[[ Records for this exercise open ]]
PR #1505, opened 2021-11-28
add preview width for bottom pane

max397574:


lua/telescope/pickers/layout_strategies.lua
```diff
@@ -806,13 +807,22 @@ layout_strategies.bottom_pane = make_documented_layout(
     results.height = height - prompt.height - (2 * bs)
     preview.height = results.height - bs
 
+    local width_opt = layout_config.width
+    local width = resolve.resolve_width(width_opt)(self, max_columns, max_lines)
+
```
[[ Records for this exercise closed ]]
Copy the records. Each line should match exactly.

Task response:
PR #1505, opened 2021-11-28
add preview width for bottom pane

max397574:


lua/telescope/pickers/layout_strategies.lua
```diff
@@ -806,13 +807,22 @@ layout_strategies.bottom_pane = make_documented_layout(
     results.height = height - prompt.height - (2 * bs)
     preview.height = results.height - bs
 
+    local width_opt = layout_config.width
+    local width = resolve.resolve_width(width_opt)(self, max_columns, max_lines)
+
```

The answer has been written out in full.